### TASK ITEM
Within the records, how many lines hold the word "definition"? State that number alone.

### Stored data entries
_ _ _

PR #3834, opened 2018-07-14
Major Optimization for Culling Tilemaps

tarsupin:
This PR

* Optimizes an existing feature.

Describe the changes below:

Refine the loop to only scan through the drawn boundaries that are being tested against (except when skipping cull). This eliminates a huge bottleneck / lookup time from the original loop each frame.

The update should affect tilemaps exponentially based on their size (and # of layers). It reduced my culling time to 1/70th for 1000x1000 tilemaps, and by about 1/20th on 250x250 tilemaps. It also reduced my requestAnimationFrame time from over 16ms per frame to ~1ms for the larger map.

### DIFF
--- a/src/tilemaps/components/CullTiles.js
+++ b/src/tilemaps/components/CullTiles.js
@@ -27,10 +27,10 @@ var CullTiles = function (layer, camera, outputArray)
 
     outputArray.length = 0;
     
-	var y = 0;
-	var x = 0;
-	var tile = null;
-	
+    var y = 0;
+    var x = 0;
+    var tile = null;
+    
     var tilemapLayer = layer.tilemapLayer;
 
     var tileW = Math.floor(layer.tileWidth * tilemapLayer.scaleX);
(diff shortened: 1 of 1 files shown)


photonstorm:
Very nice PR. The ternaries style ought to match the rest of the API, but I'll make that change here as there's no ESLint rule for it.

photonstorm:
Shouldn't the `drawLeft` (etc) values use the `tileW/H` values, i.e. the _scaled_ tile size? For example:

```
drawLeft = Math.max(0, boundsLeft / layer.tileWidth);
```

`boundsLeft` was calculated using the scaled tile size, but it's being divided by an un-scaled tile size.

tarsupin:
Ah, thanks, I'm still not familiar with the styles used here. Had to redesign a few times just to pass the checker.

And you're correct about the scaled tiles, I had overlooked that. Do you want me to open another PR, or are you modifying that?

photonstorm:
I've updated it. Could you please give it a go and check it still works for your maps?

photonstorm:
I'm also wondering if the `tilesTotal` value ought to be the current one, i.e. the map w*h, or should it be the total of all tiles tested by the for loops (and `tilesDrawn` is just those that get rendered)

tarsupin:
Yep, I'll test it out and confirm everything is usable. I'm in the middle of refactoring and some things are broken, so it might be later today, but I'll get to it.

I had assumed tilesTotal was meant for full map w*h, but its definition is also a little vague. "The total number of tiles in this layer. Updated every frame."

So either the definition needs to be updated or the value does.

tarsupin:
Nevermind, I misunderstood the definition. The value updates every frame, it's not using that to indicate the number that's being updated/scanned every frame. So the definition makes sense as it is.

tarsupin:
Yep, the tilemaps I'm using are still working great. Performance on my standard 500x450 map (with two layers) indicates the Culling function at 0.31% compared to 30.64% at for 3.10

_ _ _

### ANSWER BOX
3